▸ Exercise description
What lines of the data below hold the string "Backport"? Copy each one.

▸ Records to use

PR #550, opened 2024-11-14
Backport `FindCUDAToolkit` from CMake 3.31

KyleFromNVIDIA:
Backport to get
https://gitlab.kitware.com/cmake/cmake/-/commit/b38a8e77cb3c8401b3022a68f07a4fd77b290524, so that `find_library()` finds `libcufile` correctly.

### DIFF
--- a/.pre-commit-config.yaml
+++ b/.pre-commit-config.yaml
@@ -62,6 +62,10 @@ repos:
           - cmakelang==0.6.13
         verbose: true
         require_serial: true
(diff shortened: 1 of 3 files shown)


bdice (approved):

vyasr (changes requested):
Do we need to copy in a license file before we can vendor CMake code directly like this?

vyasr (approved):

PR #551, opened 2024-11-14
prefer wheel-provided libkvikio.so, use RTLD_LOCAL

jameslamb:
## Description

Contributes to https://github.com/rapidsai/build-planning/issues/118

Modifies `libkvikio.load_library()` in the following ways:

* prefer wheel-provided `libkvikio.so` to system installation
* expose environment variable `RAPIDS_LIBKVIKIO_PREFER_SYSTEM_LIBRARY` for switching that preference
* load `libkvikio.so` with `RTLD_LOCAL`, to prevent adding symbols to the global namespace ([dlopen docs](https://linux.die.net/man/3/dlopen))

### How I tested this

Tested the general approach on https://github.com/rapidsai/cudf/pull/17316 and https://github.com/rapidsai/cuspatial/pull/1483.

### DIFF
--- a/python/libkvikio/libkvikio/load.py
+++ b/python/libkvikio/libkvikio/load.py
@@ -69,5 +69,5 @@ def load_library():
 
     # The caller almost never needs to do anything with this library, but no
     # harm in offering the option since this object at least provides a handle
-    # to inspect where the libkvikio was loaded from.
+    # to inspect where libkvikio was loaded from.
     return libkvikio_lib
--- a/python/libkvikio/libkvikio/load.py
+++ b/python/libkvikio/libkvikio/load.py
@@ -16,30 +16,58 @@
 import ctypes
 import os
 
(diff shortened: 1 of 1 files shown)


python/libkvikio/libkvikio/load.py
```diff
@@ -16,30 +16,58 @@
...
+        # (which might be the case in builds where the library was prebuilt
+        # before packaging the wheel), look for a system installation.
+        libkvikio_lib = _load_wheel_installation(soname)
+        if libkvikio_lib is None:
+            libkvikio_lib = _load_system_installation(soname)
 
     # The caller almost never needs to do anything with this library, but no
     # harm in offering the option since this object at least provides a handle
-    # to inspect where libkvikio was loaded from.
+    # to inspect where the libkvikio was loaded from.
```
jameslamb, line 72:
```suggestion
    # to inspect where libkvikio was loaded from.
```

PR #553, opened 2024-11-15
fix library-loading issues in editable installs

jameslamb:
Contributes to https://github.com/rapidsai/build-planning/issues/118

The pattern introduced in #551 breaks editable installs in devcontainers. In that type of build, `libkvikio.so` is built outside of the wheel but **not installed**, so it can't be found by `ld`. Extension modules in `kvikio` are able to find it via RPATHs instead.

▸ Expected output
Backport `FindCUDAToolkit` from CMake 3.31
Backport to get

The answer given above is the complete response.